Astrocriminologie

PSYCHOLOGIE DES TUEURS EN SÉRIE

Il serait erroné d’assimiler systématiquement les actes criminels en série (violeurs, mais surtout tueurs en série) à du sadisme, entendu comme une perversion sexuelle dans laquelle le plaisir ne s'obtient que par la souffrance infligée à l'objet du désir. 
En effet, ces criminels ne retirent généralement aucun plaisir sexuel direct de leurs agressions, ni même des manifestations de terreur ou de supplication de leurs victimes, ces dernières étant préalablement dépersonnalisées et réduites à l’état d’objet pour permettre le passage à l’acte. La volonté consciente de faire souffrir implique la haine de la personne, or les tueurs en série confessent toujours n'éprouver aucune haine consciente pour leur victime, seulement de l'indifférence ou du mépris. Les victimes étant le plus souvent des inconnues, elles sont doublement étrangères : de par l'absence de lien avec leur bourreau, et la dépersonnalisation dont elles font l'objet. 


La victime devient alors un support neutre sur lequel le criminel projette inconsciemment sa propre destructivité. Quelque chose en elle réveille chez lui la menace latente d’un effondrement psychique : c’est ce déclencheur particulier que Daniel Zagury nomme le « coup de foudre criminel ».

 

 

 

 

 

 

 

 

 

 

 

 

 

Pour préserver l’intégrité du Moi grâce au clivage , le criminel doit nécessairement détruire ce principe vital particulier qu’il perçoit chez sa victime : une qualité spécifique, physique ou psychique, dont il se sent inconsciemment privé et qu’il tente de s’approprier de façon vampirique, tout en détruisant son vecteur.

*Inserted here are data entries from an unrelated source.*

PR #1952, opened 2026-02-01
Add negative step support in jinja range

TonyLianLong:
## Summary of changes
  - Add negative step support to `range` in jinja utilities.
  - Extend `utils` tests to cover negative-step behavior.

## Reason for the change
  - Right now negative steps in jinja is not supported. This leads to issues handling chat templates such as [this one](https://huggingface.co/spaces/huggingfacejs/chat-template-playground?modelId=moonshotai/Kimi-K2-Thinking) that uses a negative step size.

## Tests
Tested locally with a script:
```javascript
import { Template } from "./dist/index.js";

const tmpl = new Template("{% for i in range(3, -1, -1) %}{{ i }} {% endfor %}");
console.log(tmpl.render({}));
```

The output should be:
```
3 2 1 0
```


xenova:
Thanks for the PR! 🤗 Honestly, I'm surprised we never encountered this issue before 😅 
~Perhaps some logic can be shared with the slice function (which does support negative indexing). https://github.com/TonyLianLong/huggingface.js/blob/04574d45e4ecc3c1cc036471eece8295d9f93ec5/packages/jinja/src/utils.ts#L39~ Actually not necessary because that logic takes array length into consideration.

In addition to the utils test you added, can you add some template tests in https://github.com/huggingface/huggingface.js/blob/main/packages/jinja/test/templates.test.js? Thanks!

TonyLianLong:
Thanks for the quick review. A test has been added.

xenova:
Thanks again ✅ new release out, and I've bumped the version in the [chat template playground](https://huggingface.co/spaces/huggingfacejs/chat-template-playground).
image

L’envie et la « colère du ça  » nourrissent profondément cette destructivité primitive dont les racines inconscientes rendent les comportements criminels aussi aveugles qu’incompréhensibles pour l’individu lui-même. Le Moi, ayant perdu tout contact avec cette part obscure, se trouve menacé par l’émergence d’une rage destructrice susceptible de provoquer sa désintégration. Le passage à l’acte meurtrier apparaît alors comme un moyen désespéré de reprendre le contrôle sur cette force interne menaçant de dévorer le sujet de l’intérieur. Ainsi, la violence est libérée contre cette victime identifiée inconsciemment comme une menace parce qu’elle réveille une blessure secrète, un traumatisme non symbolisé.
Faute de pouvoir comprendre ou maîtriser l’origine de cette charge explosive interne, l’ego l’utilise paradoxalement pour conforter son sentiment de toute-puissance, précisément pour masquer l’impuissance, le désarroi et l’incompréhension dont les racines remontent à l’enfance. 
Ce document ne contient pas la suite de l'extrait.